→ EXERCISE REQUIREMENTS:
For each line of the listing that contains "loss", make a copy and return it.

→ AVAILABLE RECORDS:
..........
Issue #896, opened 2023-07-14
Collapsed with labels side navigation variant stops showing navigation items after it is expanded


GCHQ-Developer-847:
## Summary of the bug
When you open a side navigation component which has labels visible when it is collapsed (i.e. `collapsed-icon-labels` set to true), the navigation items disappear when you expand it.

## 🪜 How to reproduce
Tell us the steps to reproduce the problem:
1. Go to the 'Collapsed labels' example in the 'Code' tab on the [side navigation page](https://design.sis.gov.uk/components/side-nav).
2. Expand the side navigation.
3. The navigation items disappear, and they are no longer visible when you collapse it again.

## 🧐 Expected behaviour
The navigation items should not disappear.

## 📸 Screenshots or code
<img src="https://github.com/mi6/ic-ui-kit/assets/111882109/6137f201-3fad-4f7f-a03a-3f9f097add7c" height="400">
<img src="https://github.com/mi6/ic-ui-kit/assets/111882109/9bec813f-48c7-48f9-8b15-a838ca20b45b" height="400">

## 🖥 Desktop
 - Browser: Chrome, Safari, Firefox

Issue #885, opened 2023-07-12
[ic-side-navigation]: static variant applies padding-left with pushes the content too far


jd239:
## Summary of the bug
The `static` variant removes the expand button on the side navigation. If the side navigation is not expanded and static is set, the side navigation stays in it's collapsed behaviour. However, a `padding-left: calc(var(--ic-space-xl) * 10)` is applied to the wrapper which forces the content to the right. 

## 🪜 How to reproduce
Tell us the steps to reproduce the problem:
1. Clone repo, run setup and boot up storybook
2. Go to side navigation and update the static example by removing the `expanded` prop
3. Set the viewport/browser window to approx 845px.
4. See the error

## 🧐 Expected behaviour
The padding on the right should set the content next to the side navigation even when it is closed.

## 📸 Screenshots or code
![Capture](https://github.com/mi6/ic-ui-kit/assets/116016939/74dabd00-3167-4928-b65d-78accb4e9109)

## 🖥 Desktop
 - OS:  Windows
 - Browser: Chrome
 - Version: 114

## 📱 Mobile
N/A

## Additional info
Tell us anything else useful to help us fix or understand the problem.

Issue #739, opened 2023-06-06
Side nav displays on small screen as empty after opening and changing screen width


GCHQ-Developer-847:
## Summary of the bug
When there is a side navigation component on a small screen (so that it appears across the top of the screen), if you open the menu and then increase and decrease the screen width, an empty menu is displayed.

## 🪜 How to reproduce
1. Go to a page with a side nav, e.g. [Storybook](https://mi6.github.io/ic-ui-kit/branches/develop/iframe.html?args=&id=web-components-side-navigation--default-story&viewMode=story)
2. Decrease the screen width so that the side nav moves to the top.
3. Open the side nav menu.
4. Increase the screen width so that it moves back to the side.
5. Decrease the screen width so it moves to the top again.
6. See that the menu is open and is not displaying anything - it is empty.

## 🧐 Expected behaviour
The menu should display the navigation items as normal. (Or should it just be collapsed again? Worth checking with a designer maybe).

## 📸 Screenshots or code
![image](https://github.com/mi6/ic-ui-kit/assets/111882109/91d601c2-121c-4617-97d3-3586b0a96c71)

## 🖥 Desktop
 - OS: MacOS
 - Browser: Chrome, Safari, Firefox

On Safari and Firefox, the nav items appear for a second and then disappear.

## Additional info
Make sure to check that the fix works with slotted links as well.

PR #910, opened 2023-07-17
Side navigation bug fixes

GCHQ-Developer-847:
## Summary of the changes
For #739: Updated CSS so that the visibility is handled by just the 'menu-visibility-visible' class instead of in the media query, and remove unused classes in ic-navigation-group CSS.

For #885: Fixed padding so content is pushed to the side the correct amount with static variant.

For #896: Updated transition handlers - re-added functionality for adding / removing classes on transition start.

## Related issue
#739, #885 and #896.

## Checklist

### DIFF
--- a/packages/web-components/src/components/ic-side-navigation/ic-side-navigation.tsx
+++ b/packages/web-components/src/components/ic-side-navigation/ic-side-navigation.tsx
@@ -336,7 +336,7 @@ export class SideNavigation {
     }
   };
 
-  private transitionEndHandler = () => {
+  private transitionHandler = (type: string) => {
     const primaryNavigationWrapper = this.el.shadowRoot.querySelector(
       ".primary-navigation"
     );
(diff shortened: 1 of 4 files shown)


GCHQ-Developer-530 (dismissed):

GCHQ-Developer-741 (approved):

packages/web-components/src/components/ic-side-navigation/ic-side-navigation.tsx
```diff
@@ -345,23 +345,34 @@ export class SideNavigation {
...
   };
 
+  private transitionEndHandler = () => {
+    this.transitionHandler("end");
+  };
+
   private animateCollapsedIconLabels = () => {
-    this.transitionEndHandler();
+    this.transitionHandler("start");
+    this.transitionHandler("end");
```
jd239, line 375: Can use your new `transitionEndHandler` method here..or if it's only being used once, remove it.

jd239 (changes requested):
Only one comment. Good work on the side navigation! :)

Issue #866, opened 2023-07-07
Introduce a PR checklist


MI6-255:
## Summary
Introduce a PR checklist, to allow those suggesting code to check it meets all our criteria and not merge code that is not "done".

## 💬 Description
The following should be introduced:
- A checklist discussed with the team on every PR in both ic-ui-kit and ic-design-system (this may be the definition of done)
- A process to prevent merge if an item is not checked (making optional points clear)

Suggested PR checklist:

- [ ] Relevant unit tests and visual regression tests added. 
- [ ] Visual testing against Figma component specification completed. 
- [ ] All acceptance criteria reviewed and met. 
- [ ] Accessibility Insights FastPass performed.
- [ ] A11y unit test added and yields no issues.
- [ ] A11y plug-in on Storybook yields no issues. 
- [ ] Manual screen reader testing performed using NVDA and VoiceOver. 
- [ ] Page can be zoomed to 400% with no loss of content. 
- [ ] Screen magnifier used with no issues. 
- [ ] Text resized to 200% with no loss of content.
- [ ] Text spacing increased as per the [WCAG 1.4.12 success criterion](https://www.w3.org/TR/WCAG21/#text-spacing) with no loss of content.
- [ ] Browser setting 'prefers reduced motion' tested. No animations or motion visible whilst this setting is on. 
- [ ] Windows High Contrast mode tested with no loss of content.
- [ ] System light and dark mode tested with no loss of content. 
- [ ] Manual keyboard testing for keyboard controls and logical focus order. 
- [ ] Min/max content examples tested with no loss of content or overflow. 
- [ ] Browser support tested (Chrome, Safari, Firefox and Edge).
- [ ] Correct roles used and ARIA attributes used correctly where required. 
- [ ] Logical heading structure is maintained, and the HTML elements used for headings can be changed to fit within the wider page structure. 
- [ ] All prop combinations work without issue. 

## 💰 Use value
Improve product quality and reduce bugs.

GCHQ-Developer-847:
PR created for action to prevent merge if there are uncompleted tasks: https://github.com/mi6/ic-ui-kit/pull/930

GCHQ-Developer-847:
PR created to add checklist to PR template: #1087

PR #930, opened 2023-07-20
feat(root): add action to check for tasks in PR description not compl…

GCHQ-Developer-847:
## Summary of the changes
Added 'check-tasks-completed' action to check there are no tasks in PR description which are not completed.

I have tested this by adding an uncompleted task to a PR description. The action fails, but then when you click on the checkbox on the task to mark it as done, it runs again and passes (and vice versa).

## Related issue
#866

### DIFF
--- a/.github/workflows/check-tasks-completed.yml
+++ b/.github/workflows/check-tasks-completed.yml
@@ -1,0 +1,12 @@
+name: Prevent PRs with tasks not completed
+
+on:
+  pull_request:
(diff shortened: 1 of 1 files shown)


GCHQ-Developer-530 (approved):

MI6-255:
Approved. Presume we won't close this issue until we've added the DoD?

MI6-255 (approved):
..........
→ FINAL ANSWER:
- [ ] Page can be zoomed to 400% with no loss of content. 
- [ ] Text resized to 200% with no loss of content.
- [ ] Text spacing increased as per the [WCAG 1.4.12 success criterion](https://www.w3.org/TR/WCAG21/#text-spacing) with no loss of content.
- [ ] Windows High Contrast mode tested with no loss of content.
- [ ] System light and dark mode tested with no loss of content. 
- [ ] Min/max content examples tested with no loss of content or overflow. 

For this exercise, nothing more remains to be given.